Task objective>
The answer should be an exact copy of the lines from the line with "we're missing the" through the last line of the entries, and no other lines.

----

PR #860, opened 2015-12-16
[JBIDE-21340] existing proj validation: removed dirty check & git rem…

adietish:
…ote HTTPS is now warning


adietish:
we're missing the git source property validation in this PR

fbricon:
PR applied in master and 4.3.x. We can further enhance the validation in a subsequent commit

----

Response below>
we're missing the git source property validation in this PR

fbricon:
PR applied in master and 4.3.x. We can further enhance the validation in a subsequent commit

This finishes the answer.